# The task:
A complete response lists each line of the data below that includes the word "have".

[Saved entries]
PR #1686, opened 2017-04-15
Implementation of RoDEX

guilherme-gm:

### Pull Request Prelude

### Changes Proposed

Implementation of RoDEX system (new mail system). Works with clients dated 2015-05-13 and above.
Adds `rodex_sendmail` and `rodex_sendmail2` script commands (see doc for information)

**Affected Branches:**  Master

[//]: # (Master? Slave?)

**Issues addressed:**
~~

~~

A big thanks to:
@hemagx - Base code
@Asheraf  - some official info
@dastgir - for giving me some directions when I was lost
Brought by Ragnarok United (http://board.ragnarokunited.com)


HerculesWSAPI:
This change is [Reviewable](https://reviewable.io/reviews/herculesws/hercules/1686)

src/map/clif.c
```diff
@@ -19097,6 +19098,381 @@ unsigned short clif_parse_cmd_optional( int fd, struct map_session_data *sd ) {
...
+	sPacket->PacketType = rodexgetitem;
+	sPacket->MailID = rPacket->MailID;
+	sPacket->opentype = rPacket->opentype;
+	sPacket->result = result;
+	WFIFOSET(fd, sizeof(*sPacket));
+}
+
+void clif_rodex_icon(int fd, bool show)
+{
+	WFIFOHEAD(fd, 3);
```
4144: server must send packets only if compiled with supported version. Need add #ifdef

src/map/clif.c
```diff
@@ -19097,6 +19098,381 @@ unsigned short clif_parse_cmd_optional( int fd, struct map_session_data *sd ) {
...
+}
+
+void clif_parse_rodex_add_item(int fd, struct map_session_data *sd)
+{
+	struct PACKET_ZC_ADD_ITEM_TO_MAIL *packet;
+	const struct PACKET_CZ_ADD_ITEM_TO_MAIL *rPacket = RFIFOP(fd, 0);
+	int16 idx = rPacket->index - 2;
+	int j;
+
+	WFIFOHEAD(fd, sizeof(*packet));
```
4144: each packet must be sent from own function. This mean extract into other function sending packet

src/map/clif.c
```diff
@@ -19097,6 +19098,381 @@ unsigned short clif_parse_cmd_optional( int fd, struct map_session_data *sd ) {
...
+void clif_parse_rodex_remove_item(int fd, struct map_session_data *sd)
+{
+	const struct PACKET_CZ_REQ_REMOVE_ITEM_MAIL *rPacket = RFIFOP(fd, 0);
+	struct PACKET_ZC_ACK_REMOVE_ITEM_MAIL *packet;
+	int result;
+	int16 idx = rPacket->index - 2;
+
+	result = rodex->remove_item(sd, idx, (int16)rPacket->cnt);
+
+	WFIFOHEAD(fd, sizeof(*packet));
```
4144: each packet must be sent from own function

src/map/clif.c
```diff
@@ -19097,6 +19098,381 @@ unsigned short clif_parse_cmd_optional( int fd, struct map_session_data *sd ) {
...
+	struct mail_item *item;
+	int i, body_len, size;
+
+	if (msg == NULL)
+		return;
+
+	body_len = (int)strlen(msg->body) + 1;
+	size = sizeof(*sPacket);
+
+	WFIFOHEAD(fd, sizeof(*sPacket) + body_len + (sizeof(*item) * RODEX_MAX_ITEM));
```
4144: packets must be sent from own functions. extact into new function

src/map/clif.c
```diff
@@ -19097,6 +19098,381 @@ unsigned short clif_parse_cmd_optional( int fd, struct map_session_data *sd ) {
...
 
 /*==========================================
+ * RoDEX
+ *------------------------------------------*/
+
+void clif_parse_rodex_open_write_mail(int fd, struct map_session_data *sd)
+{
+	const struct PACKET_CZ_REQ_OPEN_WRITE_MAIL *rPacket = RFIFOP(fd, 0);
+	struct PACKET_ZC_ACK_OPEN_WRITE_MAIL *sPacket = NULL;
+	WFIFOHEAD(fd, sizeof(*sPacket));
```
4144: packets must be send from own functions and not from parse. extract into new function

4144: server must send packets only if compiled with supported version. Need add #ifdef

src/map/clif.c
4144: server must send packets only if compiled with supported version. Need add #ifdef

src/map/clif.c
4144: server must send packets only if compiled with supported version. Need add #ifdef

src/map/clif.c
```diff
@@ -19097,6 +19098,381 @@ unsigned short clif_parse_cmd_optional( int fd, struct map_session_data *sd ) {
...
+
+void clif_rodex_checkname_result(struct map_session_data *sd, int char_id, short class_, int base_level, char name[NAME_LENGTH])
+{
+	struct PACKET_ZC_CHECKNAME *sPacket;
+	int fd;
+
+	nullpo_retv(sd);
+
+	fd = sd->fd;
+	WFIFOHEAD(fd, sizeof(*sPacket));
```
4144: server must send packets only if compiled with supported version. Need add #ifdef

src/map/clif.c
```diff
@@ -19097,6 +19098,381 @@ unsigned short clif_parse_cmd_optional( int fd, struct map_session_data *sd ) {
...
+	if (result != RODEX_SEND_MAIL_SUCCESS)
+		clif->rodex_send_mail_result(fd, sd, result);
+	rodex->clean(sd, 1);
+}
+
+void clif_rodex_send_mail_result(int fd, struct map_session_data *sd, int8 result)
+{
+	struct PACKET_ZC_WRITE_MAIL_RESULT *sPacket;
+
+	WFIFOHEAD(fd, sizeof(*sPacket));
```
4144: server must send packets only if compiled with supported version. Need add #ifdef

src/map/clif.c
```diff
@@ -19097,6 +19098,381 @@ unsigned short clif_parse_cmd_optional( int fd, struct map_session_data *sd ) {
...
+	WFIFOSET(fd, sizeof(*sPacket));
+}
+
+void clif_rodex_send_maillist(int fd, struct map_session_data *sd, int8 open_type, int64 page_start)
+{
+	struct PACKET_ZC_MAIL_LIST *packet;
+	struct maillistinfo *inner;
+	int16 size = sizeof(*packet);
+	int8 count = 0;
+	WFIFOHEAD(fd, sizeof(*packet) + (sizeof(*inner) + RODEX_TITLE_LENGTH) * 7);
```
4144: server must send packets only if compiled with supported version. Need add #ifdef

src/map/clif.c
```diff
@@ -19097,6 +19098,381 @@ unsigned short clif_parse_cmd_optional( int fd, struct map_session_data *sd ) {
...
+	WFIFOSET(fd, size);
+}
+
+void clif_rodex_send_refresh(int fd, struct map_session_data *sd, int8 open_type, int count)
+{
+	struct PACKET_ZC_MAIL_LIST *packet;
+	struct maillistinfo *inner;
+	int16 size = sizeof(*packet);
+	int i, j;
+	WFIFOHEAD(fd, sizeof(*packet) + (sizeof(*inner) + RODEX_TITLE_LENGTH) * 7);
```
4144: server must send packets only if compiled with supported version. Need add #ifdef

src/map/clif.c
4144: server must send packets only if compiled with supported version. Need add #ifdef

src/map/clif.c
```diff
@@ -19097,6 +19098,381 @@ unsigned short clif_parse_cmd_optional( int fd, struct map_session_data *sd ) {
...
+
+void clif_rodex_delete_mail(int fd, struct map_session_data *sd)
+{
+	const struct PACKET_CZ_REQ_DELETE_MAIL *rPacket = RFIFOP(fd, 0);
+	struct PACKET_ZC_ACK_DELETE_MAIL *sPacket;
+
+	if (rodex->delete_mail(sd, rPacket->MailID) == false)
+		return;
+
+	WFIFOHEAD(fd, sizeof(*sPacket));
```
4144: server must send packets only if compiled with supported version. Need add #ifdef

src/map/clif.c
```diff
@@ -19097,6 +19098,381 @@ unsigned short clif_parse_cmd_optional( int fd, struct map_session_data *sd ) {
...
+
+void clif_rodex_request_zeny(int fd, struct map_session_data *sd)
+{
+	const struct PACKET_CZ_REQ_ZENY_FROM_MAIL *rPacket = RFIFOP(fd, 0);
+	struct PACKET_ZC_ACK_ZENY_FROM_MAIL *sPacket;
+	int8 result;
+
+	result = rodex->get_zeny(sd, rPacket->MailID);
+
+	WFIFOHEAD(fd, sizeof(*sPacket));
```
4144: server must send packets only if compiled with supported version. Need add #ifdef

src/map/clif.c
```diff
@@ -19097,6 +19098,381 @@ unsigned short clif_parse_cmd_optional( int fd, struct map_session_data *sd ) {
...
+
+void clif_rodex_request_items(int fd, struct map_session_data *sd)
+{
+	const struct PACKET_CZ_REQ_ITEM_FROM_MAIL *rPacket = RFIFOP(fd, 0);
+	struct PACKET_ZC_ACK_ITEM_FROM_MAIL *sPacket;
+	int8 result;
+
+	result = rodex->get_items(sd, rPacket->MailID);
+
+	WFIFOHEAD(fd, sizeof(*sPacket));
```
4144: server must send packets only if compiled with supported version. Need add #ifdef

src/map/rodex.c
```diff
@@ -0,0 +1,531 @@
...
+
+/// Request if character with given name exists and returns information about him
+/// @param sd : The player who's requesting
+/// @param name : The name of the character to check
+/// @param base_level : Reference to return the character base level, if he exists
+/// @param char_id : Reference to return the character id, if he exists
+/// @param class : Reference to return the character class id, if he exists
+bool rodex_check_player(struct map_session_data *sd, const char *name, int *base_level, int *char_id, short *class)
+{
+	nullpo_retr(false, sd);
```
4144: here both nullpo useless

src/map/packets.h
```diff
@@ -3731,6 +3731,23 @@ packet(0x96e,-1,clif->ackmergeitems);
 	packet(0x0923,36,clif->pStoragePassword,0);
 	packet(0x0a27,8); // ZC_RECOVERY2
 	packet(0x09f7,75); // ZC_PROPERTY_HOMUN_2
+	packet(0x09E8,11,clif->rodex_open_mailbox); // CZ_OPEN_MAILBOX
```
guilherme-gm: Thanks for the reference, but that's weird, 0x0a08 is on 2014-04 client but it doesn't have RoDEX and its length is really different (8 in this date compared to 26 in newer ones), what should I do in these cases?

4144: Search packet with correct size. Often size changed and this mean packet used for some thing else. You need only packets with size like in you pr

src/map/intif.c
```diff
@@ -2270,6 +2271,236 @@ void intif_parse_Itembound_ack(int fd) {
...
+	int target_char_id = RFIFOL(fd, 6);
+	short target_class = RFIFOW(fd, 10);
+	int target_level = RFIFOL(fd, 12);
+	char name[NAME_LENGTH];
+
+	safestrncpy(name, RFIFOP(inter_fd, 16), NAME_LENGTH);
+
+	if (reqchar_id <= 0)
+		return;
+	else
```
Smokexyz: There's no need for this `else`.

src/map/rodex.c
```diff
@@ -0,0 +1,531 @@
...
+// Maximun number of messages that can be sent in one day
+#define DAILY_MAX_MAILS 100
+
+struct rodex_interface rodex_s;
+struct rodex_interface *rodex;
+
+/// Checks if RoDEX System is enabled in the server
+bool rodex_isenabled(void)
+{
+	if (battle_config.feature_rodex != true)
```
Smokexyz: `feature_rodex` is an integer type, so checking it against a boolean would be wrong.

src/char/int_rodex.c
```diff
@@ -0,0 +1,629 @@
...
+{
+	int i, count = 0;
+	struct rodex_message msg = { 0 };
+	struct SqlStmt *stmt = SQL->StmtMalloc(inter->sql_handle);
+	struct SqlStmt *stmt_items = SQL->StmtMalloc(inter->sql_handle);
+
+	nullpo_retr(false, stmt);
+	nullpo_retr(false, stmt_items);
+
+	nullpo_retr(-1, mails);
```
MishimaHaruna: This leaks memory by not freeing the multiple SqlStmt that were allocated. This happens in many other places through this function

src/char/int_rodex.c
```diff
@@ -0,0 +1,629 @@
...
+
+	switch (opentype) {
+	case RODEX_OPENTYPE_MAIL:
+		if (SQL_ERROR == SQL->StmtPrepare(stmt,
+			"SELECT `id`, `sender_name`, `sender_id`, `receiver_name`, `receiver_id`, `receiver_accountid`,"
+			"`title`, `body`, `zeny`, `type`, `is_readed`, `send_date`, `expire_date`, `weight`"
+			"FROM `rodex_mail` WHERE `expire_date` > '%d' AND `receiver_id` = '%d' AND `id` > '%"PRId64"'"
```
MishimaHaruna: This query uses `expire_date` (which isn't part of an index) in the WHERE condition.

sql-files/main.sql
```diff
@@ -916,3 +918,53 @@ CREATE TABLE IF NOT EXISTS `storage` (
...
+  `opt_val4` SMALLINT(5) NOT NULL DEFAULT '0',
+	`expire_time` INT(11) UNSIGNED NOT NULL DEFAULT '0',
+	`bound` TINYINT(1) UNSIGNED NOT NULL DEFAULT '0',
+	`unique_id` BIGINT(20) UNSIGNED NOT NULL DEFAULT '0',
+	PRIMARY KEY (`id`),
+  KEY `mail_id` (`mail_id`)
+) ENGINE=InnoDB;
+
+CREATE TABLE IF NOT EXISTS `rodex_mail` (
+	`id` BIGINT(20) NOT NULL AUTO_INCREMENT,
```
MishimaHaruna: Can you rename this to `mail_id`, for consistency with the other table (we usually tend to re-use the column names to avoid confusion)

sql-files/main.sql
```diff
@@ -916,3 +918,53 @@ CREATE TABLE IF NOT EXISTS `storage` (
...
+	`sender_name` VARCHAR(30) NOT NULL COLLATE 'utf8_unicode_ci',
+	`sender_id` INT(11) NOT NULL,
+	`receiver_name` VARCHAR(30) NOT NULL COLLATE 'utf8_unicode_ci',
+	`receiver_id` INT(11) NOT NULL,
+  `receiver_accountid` INT(11) NOT NULL,
+	`title` VARCHAR(50) NOT NULL COLLATE 'utf8_unicode_ci',
```
MishimaHaruna: I think the character set shouldn't be a column property, but rather a database (or at most, table) property, unless the client requires this to be utf8_unicode_ci (which I'm not aware of)

src/char/int_rodex.c
```diff
@@ -0,0 +1,629 @@
...
+			return -1;
+		}
+		break;
+
+	case RODEX_OPENTYPE_ACCOUNT:
+		if (SQL_ERROR == SQL->StmtPrepare(stmt,
+			"SELECT `id`, `sender_name`, `sender_id`, `receiver_name`, `receiver_id`, `receiver_accountid`,"
+			"`title`, `body`, `zeny`, `type`, `is_readed`, `send_date`, `expire_date`, `weight`"
+			"FROM `rodex_mail` WHERE "
+			"`expire_date` > '%d' AND `receiver_accountid` = '%d' AND `id` > '%"PRId64"'"
```
MishimaHaruna: Here as well, `expire_date` isn't an index

src/char/int_rodex.c
```diff
@@ -0,0 +1,629 @@
...
+			SQL->StmtFree(stmt);
+			return -1;
+		}
+		break;
+
+	case RODEX_OPENTYPE_ACCOUNT:
+		if (SQL_ERROR == SQL->StmtPrepare(stmt,
+			"SELECT `id`, `sender_name`, `sender_id`, `receiver_name`, `receiver_id`, `receiver_accountid`,"
+			"`title`, `body`, `zeny`, `type`, `is_readed`, `send_date`, `expire_date`, `weight`"
+			"FROM `rodex_mail` WHERE "
```
MishimaHaruna: `rodex_mail` is hardcoded here, while I see it being configurable elsewhere

src/char/int_rodex.c
```diff
@@ -0,0 +1,629 @@
...
+			SQL->StmtFree(stmt);
+			return -1;
+		}
+		break;
+
+	case RODEX_OPENTYPE_RETURN:
+		if (SQL_ERROR == SQL->StmtPrepare(stmt,
+			"SELECT `id`, `sender_name`, `sender_id`, `receiver_name`, `receiver_id`, `receiver_accountid`,"
+			"`title`, `body`, `zeny`, `type`, `is_readed`, `send_date`, `expire_date`, `weight`"
+			"FROM `rodex_mail` WHERE (`sender_id` = '%d' AND `expire_date` <= '%d' AND `send_date` + '%d' > '%d' AND `id` > '%"PRId64"')"
```
MishimaHaruna: `sender_id`, `expire_date`, `send_date` aren't indexes

src/char/int_rodex.c
```diff
@@ -0,0 +1,629 @@
...
+		msg.type &= ~MAIL_TYPE_NPC;
+#endif
+
+		++count;
+		VECTOR_ENSURE(*mails, 1, 1);
+		VECTOR_PUSH(*mails, msg);
+		memset(&msg, 0, sizeof(struct rodex_message));
+	}
+
+	SQL->FreeResult(inter->sql_handle);
```
MishimaHaruna: The query was (actually, the queries were) executed using prepared statements. This means you don't need to `->FreeResult()` but rather `->StmtFreeResult()`.

src/char/int_rodex.c
```diff
@@ -0,0 +1,629 @@
...
+
+	nullpo_retr(-1, mails);
+
+	switch (opentype) {
+	case RODEX_OPENTYPE_MAIL:
+		// Prepares the statement to retrieve first page of mail box
+		if (SQL_ERROR == SQL->StmtPrepare(stmt,
+			"SELECT `id`, `sender_name`, `sender_id`, `receiver_name`, `receiver_id`, `receiver_accountid`,"
+			"`title`, `body`, `zeny`, `type`, `is_readed`, `send_date`, `expire_date`, `weight`"
+			"FROM `rodex_mail` WHERE `expire_date` > '%d' AND `receiver_id` = '%d'"
```
MishimaHaruna: `expire_date` isn't an index in `rodex_mail`

src/char/int_rodex.c
```diff
@@ -0,0 +1,629 @@
...
+		}
+		break;
+
+	case RODEX_OPENTYPE_ACCOUNT:
+		// Prepares the statement to retrieve first page of account box
+		if (SQL_ERROR == SQL->StmtPrepare(stmt,
+			"SELECT `id`, `sender_name`, `sender_id`, `receiver_name`, `receiver_id`, `receiver_accountid`,"
+			"`title`, `body`, `zeny`, `type`, `is_readed`, `send_date`, `expire_date`, `weight`"
+			"FROM `rodex_mail` WHERE "
+			"`expire_date` > '%d' AND `receiver_accountid` = '%d'"
```
MishimaHaruna: `expire_date` isn't an index

src/char/int_rodex.c
```diff
@@ -0,0 +1,629 @@
...
+			return -1;
+		}
+		break;
+
+	case RODEX_OPENTYPE_RETURN:
+		// Prepares the statement to retrieve first page of returned box
+		if (SQL_ERROR == SQL->StmtPrepare(stmt,
+			"SELECT `id`, `sender_name`, `sender_id`, `receiver_name`, `receiver_id`, `receiver_accountid`,"
+			"`title`, `body`, `zeny`, `type`, `is_readed`, `send_date`, `expire_date`, `weight`"
+			"FROM `rodex_mail` WHERE (`sender_id` = '%d' AND `expire_date` <= '%d' AND `send_date` + '%d' > '%d')"
```
MishimaHaruna: `sender_id`, `expire_date`, `send_date` aren't indexes

Jedzkie:
New update from kRO:

a

src/char/int_rodex.c
```diff
@@ -0,0 +1,629 @@
...
+}
+
+/*==========================================
+* Checks if there are new mails
+*------------------------------------------*/
+void mapif_rodex_sendhasnew(int fd, int char_id, bool has_new)
+{
+	WFIFOHEAD(fd, 7);
+	WFIFOW(fd, 0) = 0x3897;
+	WFIFOL(fd, 2) = char_id;
```
guilherme-gm: can you show me an example of how to do this assertion? thanks.

src/char/int_rodex.c
```diff
@@ -0,0 +1,629 @@
...
+
+void mapif_parse_rodex_send(int fd)
+{
+	struct rodex_message msg;
+
+	if(RFIFOW(fd,2) != 4 + sizeof(struct rodex_message))
+		return;
+
+	memcpy(&msg, RFIFOP(fd,4), sizeof(struct rodex_message));
+	if(msg.receiver_id > 0 || msg.receiver_accountid > 0)
```
guilherme-gm: in normal use it shouldn't be, in case it happens, msg.id will stay in 0 and `false` will be sent as result to whoever made this request

src/char/int_rodex.c
Smokexyz: This would be for example - `Assert_retv(char_id > 0);`

src/char/int_rodex.c
guilherme-gm: this function is called when a new message is sent to a player, at this moment it doesn't have an ID (it's not in the databse yet), after this check it saves the message in the database (i.e. insert in the db), returning the message id. and inter_rodex->savemessage does a saving in the database

src/char/int_rodex.c
```diff
@@ -0,0 +1,629 @@
...
+				msg.items[i].item = it;
+				msg.items_count++;
+			}
+		}
+
+		if (msg.items_count <= 0) {
+			msg.type &= ~MAIL_TYPE_ITEM;
+		}
+
+		if (msg.zeny <= 0) {
```
guilherme-gm: yeah, it shouldn't be negative, but I keep the variable signed right? I read in another PR that we should avoid unsigned vars and in this case, Zeny is also signed in map-server.

src/char/int_rodex.c
Smokexyz: Ah that line 557 totally escaped me due to the comments.

src/char/int_rodex.c
Smokexyz: Yes please ignore this comment. We're apparently not using `unsigned` for anything other than bitmasks.

guilherme-gm:
Thanks for the reviews, I just pushed the fixes, I hope I got everything you pointed out

Smokexyz:
@guilherme-gm There are still some pending un-checked comments -
eg. https://github.com/HerculesWS/Hercules/pull/1686#discussion-diff-111676875R555
If you can fix them it'll be nice. If not, it's totally okay for me... thanks for working on and releasing this awesome feature. 👍  Hope to see more.

src/map/date.c
```diff
@@ -77,6 +77,15 @@ int date_get_sec(void)
 	return lt->tm_sec;
 }
 
+// Returns YYYYMMDD of now
+int date_get_date(void)
+{
+	return
+		date_get_year() * 10000 +
```
4144: calling 3 times date functions here too slow, each this function will call time(NULL)
better call in once in date_get_date and calculate date from it

src/map/packets.h
```diff
@@ -2222,7 +2222,7 @@ packet(0x96e,-1,clif->ackmergeitems);
 	packet(0x0436,4,clif->pDull); // CZ_GANGSI_RANK
 #endif
 
-// 2012-09-25aRagexe
+//2013-03-20Ragexe (Judas + Yommy)
```
4144: wrong comment. here really 2012-09-25aRagexe

src/map/packets.h
```diff
@@ -2590,9 +2590,9 @@ packet(0x96e,-1,clif->ackmergeitems);
 	packet(0x0436,4,clif->pDull); // CZ_GANGSI_RANK
 #endif
 
-// 2013-04-17aRagexe
```
4144: dont remove version comments

src/map/packets.h
```diff
@@ -2602,7 +2602,7 @@ packet(0x96e,-1,clif->ackmergeitems);
 // changed packet sizes
 #endif
 
-// 2013-04-24aRagexe
+//2013-08-07Ragexe (Shakto)
```
4144: wrong comment

src/map/packets.h
```diff
@@ -2697,7 +2697,7 @@ packet(0x96e,-1,clif->ackmergeitems);
 	packet(0x0436,4,clif->pDull); // CZ_GANGSI_RANK
 #endif
 
-// 2013-08-07aRagexe
+//2013-08-14aRagexe - Themon
```
4144: wrong comment

src/map/packets.h
```diff
@@ -2741,7 +2741,7 @@ packet(0x96e,-1,clif->ackmergeitems);
 	packet(0x0896,8,clif->pDull); // CZ_JOIN_BATTLE_FIELD
 #endif
 
-// 2013-08-14aRagexe
+// 2013-10-30aRagexe
```
4144: wrong comment

src/map/packets.h
```diff
@@ -2895,9 +2895,12 @@ packet(0x96e,-1,clif->ackmergeitems);
 	packet(0x085C,36,clif->pStoragePassword,0);
 	packet(0x0363,8,clif->pDull); // CZ_JOIN_BATTLE_FIELD
 	packet(0x087b,4,clif->pDull); // CZ_GANGSI_RANK
+	packet(0x09f5,11,clif->pRodexDeleteMail); // CZ_REQ_DELETE_RODEX
```
4144: this packets already added in 20131218
you should change only clif->pDull to correct values

4144: all 3 packets

src/map/packets.h
```diff
@@ -2895,9 +2895,12 @@ packet(0x96e,-1,clif->ackmergeitems);
...
+	packet(0x09ee,11,clif->pRodexNextMaillist); // CZ_REQ_NEXT_RODEX
+	packet(0x09ef,11,clif->pRodexRefreshMaillist); // CZ_REQ_REFRESH_RODEX
 #endif
 
-// 2013-12-18bRagexe
+// 2013-12-23cRagexe - Yommy
```
4144: wrong comment

src/map/packets.h
```diff
@@ -2942,9 +2945,10 @@ packet(0x96e,-1,clif->ackmergeitems);
 	packet(0x08A4,36,clif->pStoragePassword,0);
 	packet(0x0363,8,clif->pDull); // CZ_JOIN_BATTLE_FIELD
 	packet(0x0436,4,clif->pDull); // CZ_GANGSI_RANK
+	packet(0x09ea,11,clif->pRodexReadMail); // CZ_REQ_READ_RODEX
 #endif
 
-// 2013-12-23bRagexe
+// 2013-12-30aRagexe - Yommy
```
4144: wrong comment

4144: wrong comment

src/map/packets.h
```diff
@@ -2983,15 +2987,16 @@ packet(0x96e,-1,clif->ackmergeitems);
 	packet(0x091D,36,clif->pStoragePassword,0);
 	packet(0x087e,4,clif->pDull); // CZ_GANGSI_RANK
 	packet(0x093e,8,clif->pDull); // CZ_JOIN_BATTLE_FIELD
+	packet(0x09ec,-1,clif->pRodexSendMail); // CZ_REQ_SEND_RODEX
 #endif
 
-// 2013-12-30aRagexe
+// 2014 Packet Data
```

# Answer box:
guilherme-gm: Thanks for the reference, but that's weird, 0x0a08 is on 2014-04 client but it doesn't have RoDEX and its length is really different (8 in this date compared to 26 in newer ones), what should I do in these cases?
guilherme-gm: this function is called when a new message is sent to a player, at this moment it doesn't have an ID (it's not in the databse yet), after this check it saves the message in the database (i.e. insert in the db), returning the message id. and inter_rodex->savemessage does a saving in the database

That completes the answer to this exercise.